My friend Anne knows something about love and loss. Her husband waged a valiant war against cancer, but died at the age of 59. When I asked her about what she has learned from that difficult experience, she shared the following remarkable insight:

"The only thing I can say for sure is that if you have loved, there is no loss. Love is always a part of you and is always around you. The form of that love may change, but if you are open to the signs, you will feel the presence of that love always.

"I often feel [my husband's] presence in my life. We had discussed his 'hovering' around my family and me when he died and I encouraged him to stay connected. That way I feel he is guiding and blessing us from his unique perspective all the time. It is a major source of comfort to me to know that after so many years we spent together, he is still and always will be a major part of my life."
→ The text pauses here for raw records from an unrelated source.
Issue #16, opened 2019-11-27
Secret callback


andizzle:
When fetched secret is used for creating a downstream client, it's possible that we need to create a new client once the secret is updated. Add capability of being notified of updated secret via secret store will allow us to renew a client as needed.

Maybe something like 
```go
func NewStore(ctx context.Context, path string, logger log.Wrapper, notify chan interface) (*Store, error) {
	parser := func(r io.Reader) (interface{}, error) {
		secrets, err := NewSecrets(r)
		if err != nil {
			return nil, err
		}
                notify <- secrets
		return secrets, nil
	}
        ...
```

Also open for other suggestions.

fishy:
I like the channel idea. Just two things to note:

1. We shouldn't change `NewStore` because most of the use cases doesn't need the callback. We can create a new one like `NewStoreWithCallback`
2. The `notify <- secrets` should probably be in its own goroutine, otherwise if the caller didn't read from the channel timely, this would block the parser.

konradreiche:
What does a downstream client mean? Is that a client implementation you are providing yourself outside of baseplate.go?

fishy:
> What does a downstream client mean? Is that a client implementation you are providing yourself outside of baseplate.go?

Yes.

andizzle:
This is addressed by #20

fishy:
We still need to allow registering of middlewares after initialization, but that can be in its own ticket.

PR #19, opened 2019-12-09
add in store with callback

andizzle:
In respond to #16

### DIFF
--- a/secrets/store.go
+++ b/secrets/store.go
@@ -44,6 +44,36 @@ func NewStore(ctx context.Context, path string, logger log.Wrapper) (*Store, err
 	}, nil
 }
 
+// NewStoreWithNotify returns a new instance of Store by configuring it
+// with a filewatcher to watch the file in path for changes ensuring secrets
+// store will always return up to date secrets.
+//
+// In addition to NewStore, a channel is passed in to allow updated secret
+// be picked up outside of the store. This is mainly used as a signal to trigger
+// subsequent actions with the secret.
+//
+// Context should come with a timeout otherwise this might block forever, i.e.
+// if the path never becomes available.
+func NewStoreWithNotify(ctx context.Context, path string, logger log.Wrapper, notify chan *Secrets) (*Store, error) {
+	parser := func(r io.Reader) (interface{}, error) {
+		secrets, err := NewSecrets(r)
+		if err != nil {
+			return nil, err
+		}
+		go func() {
+			notify <- secrets
+		}()
+		return secrets, nil
+	}
+	result, err := filewatcher.New(ctx, path, parser, logger)
+	if err != nil {
+		return nil, err
+	}
+	return &Store{
+		watcher: result,
+	}, nil
+}
+
 // GetSimpleSecret fetches a simple secret or error if the key is not present.
 func (s *Store) GetSimpleSecret(path string) (SimpleSecret, error) {
 	var secret SimpleSecret
--- a/secrets/store_test.go
+++ b/secrets/store_test.go
@@ -95,6 +95,63 @@ func TestNewStore(t *testing.T) {
 	}
 }
 
+func TestNewStoreWithNotify(t *testing.T) {
+	tests := []struct {
+		name     string
+		input    string
+		expected *Secrets
+	}{
+		{
+			name: "specification example",
+			input: `
+					{
+						"secrets": {
+							"secret/myservice/some-api-key": {
+								"type": "simple",
+								"value": "Y2RvVXhNMVdsTXJma3BDaHRGZ0dPYkVGSg==",
+								"encoding": ""
+							}
+						}
+					}
+			`,
+			expected: &Secrets{
+				simpleSecrets: map[string]SimpleSecret{
+					"secret/myservice/some-api-key": SimpleSecret{"Y2RvVXhNMVdsTXJma3BDaHRGZ0dPYkVGSg=="},
+				},
+				versionedSecrets:  map[string]VersionedSecret{},
+				credentialSecrets: map[string]CredentialSecret{},
+			},
+		},
+	}
+
+	dir, err := ioutil.TempDir("", "secret_test_")
+	if err != nil {
+		t.Fatal(err)
+	}
+
+	for _, tt := range tests {
+		tt := tt // capture range variable for parallel testing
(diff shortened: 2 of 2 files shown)


secrets/store.go
```diff
@@ -44,6 +44,36 @@ func NewStore(ctx context.Context, path string, logger log.Wrapper) (*Store, err
...
+// Context should come with a timeout otherwise this might block forever, i.e.
+// if the path never becomes available.
+func NewStoreWithNotify(ctx context.Context, path string, logger log.Wrapper, notify chan *Secrets) (*Store, error) {
+	parser := func(r io.Reader) (interface{}, error) {
+		secrets, err := NewSecrets(r)
+		if err != nil {
+			return nil, err
+		}
+		go func() {
+			notify <- secrets
```
fishy: On second thought, put this in a goroutine might not be such a good idea. If the enqueue blocks, and then the secret changed again and we have another enqueue blocked, then later the channel get unblocked, I'm not sure we guarantee that the two blocked enqueue will be guaranteed the order we intended.

We probably should do that in the same goroutine, and document it in the function's comment (and probably also provide an example) that the caller is supposed to unblock it timely.

secrets/store.go
```diff
@@ -44,6 +44,36 @@ func NewStore(ctx context.Context, path string, logger log.Wrapper) (*Store, err
...
+// with a filewatcher to watch the file in path for changes ensuring secrets
+// store will always return up to date secrets.
+//
+// In addition to NewStore, a channel is passed in to allow updated secret
+// be picked up outside of the store. This is mainly used as a signal to trigger
+// subsequent actions with the secret.
+//
+// Context should come with a timeout otherwise this might block forever, i.e.
+// if the path never becomes available.
+func NewStoreWithNotify(ctx context.Context, path string, logger log.Wrapper, notify chan *Secrets) (*Store, error) {
```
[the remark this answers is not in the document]
andizzle: huh didn't realize that. A public struct with only private properties and functions doesn't have a wide use case. We probably should at leave give it a `GetType()` or open up its properties.

External testing is a good idea.

secrets/store.go
andizzle: Only the last change matters. Instead of accepting a channel, what if we create and return a channel from this function, this way we control how it's created. Give it a buffer of 1, and check if there's a message in the channel prior to push one, if so we pop the old message first.

```go
func NewStoreWithNotify(ctx context.Context, path string, logger log.Wrapper) (*Store, chan *Secrets, error) {
        notify := make(chan *Secrets, 1)
	parser := func(r io.Reader) (interface{}, error) {
		secrets, err := NewSecrets(r)
		if err != nil {
			return nil, err
		}
                 if len(notify) > 0 {
                        <- notify
                }
		notify <- secrets
		return secrets, nil
	}
	result, err := filewatcher.New(ctx, path, parser, logger)
	if err != nil {
		return nil, err
	}
	return &Store{
		watcher: result,
	}, notify, nil
}
```

secrets/store.go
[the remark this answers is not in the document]
konradreiche: Agreed, `Secret` should become private in a sense but I guess that won't be the case when I understood your issue properly, then it definitely should be opened up. I generally do like giving more access to underlying functionality for better library extension.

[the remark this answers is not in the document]
konradreiche: If we use channels as an argument, it should be locked down to its directional type. So I think we only want to receive from the channel so it should be `<-chan *Secrets`.

secrets/store.go
konradreiche: I wonder if there is an implementation here that would let the using end implement the concurrency, I am very wary of adding channels to an a public API. The reasoning is basically there are a lot of principals that need to be followed to make that work.

fishy: @andizzle in your example I don't think there's a way to guarantee atomicy between `if len(notify) > 0` and the next line, so it's possible that at `if` it's larger than 0, but on the next line the caller's consumer already consumed it, which makes the next line a dead lock. Also this is just too complex.

@konradreiche I think with proper documentation to clear the responsibilities of the caller, use channel in a public API is fine. But if we don't like it, the alternative is probably create a mapping of secret path to callbacks, something like `map[string]func(path strnig, secret GenericSecret)`.

konradreiche: @fishy I was thinking of callbacks, too which would be the only alternative being fairly safe but I'd think it would be a shame not to utilize channels here.

This seems like a good list of things to watch out for when adding channels to public APIs https://inconshreveable.com/07-08-2014/principles-of-designing-go-apis-with-channels/

fishy: The link is good. I almost forgot that we can make it non-blocking (select with default), but we certainly don't want to drop the callback with slow responders. Maybe we can allow the caller to pass in a `time.Duration` as the max time we would block for, and drop the callback after that? Not sure if that's a worse idea than just blocking forever.

I don't think blocking forever is a bad idea, as long as we proper document it.

konradreiche: I think the callback idea is not the worst either, it could be part of `Secrets` and accessible to the client-side to set it. It has the advantage that the client-side is responsible for implementing the concurrency and there are less things to worry about on our end.

The question is why we'd want to use a channel, channels are for communication but also synchronization but if we don't necessarily need to take care of the synchronization on our end I am not so sure about it.

andizzle: I don't mind prototyping the callback idea. I think it's the easiest for the caller (and safest for us), it's just not as fancy as channel. I picked channel initially because the use case I want to cover was relatively simple. I do not know if we have a case where the secret file changes very frequently. This callback extension is meant to handle third party API client recreate, secret decode etc, where it almost certain that it won't scale well if the secret changes too often, even with straight implementation outside of this lib.

fishy: Taking a step back, we don't really need to send the actual data in this callback. It's possible we just notify the caller that the data changed, and they can just retrieve the data normally as they would do. The problem with that approach right now is that filewatcher only set the data after parser returned, so there's no way to actually get a notification *after* the data is modified. I won't mind adding a post parser callback to filewatcher if we decided that's a good idea to support it.

fishy:
Should we close this one now that https://github.com/reddit/baseplate.go/pull/20 is merged?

Anne's experience instructs us. Nothing is lost when we love fully. If we can really embrace this, love remains a power in our lives; a power of regeneration, of expansion.

To know the truth of this, one only has to encounter the radiance in Anne's face. This past year, Anne got married again, to a man who had also gone through the pain of losing a beloved spouse to a premature death. When love is not lost through loss, it lives to ride again.

And what have I learned about love and loss that I can share?

Nothing very original, I'm afraid. I can say that I am grateful for the experience of both. And I have learned (borrowing from the familiar saying) that if love doesn't kill you, it will definitely make you stronger.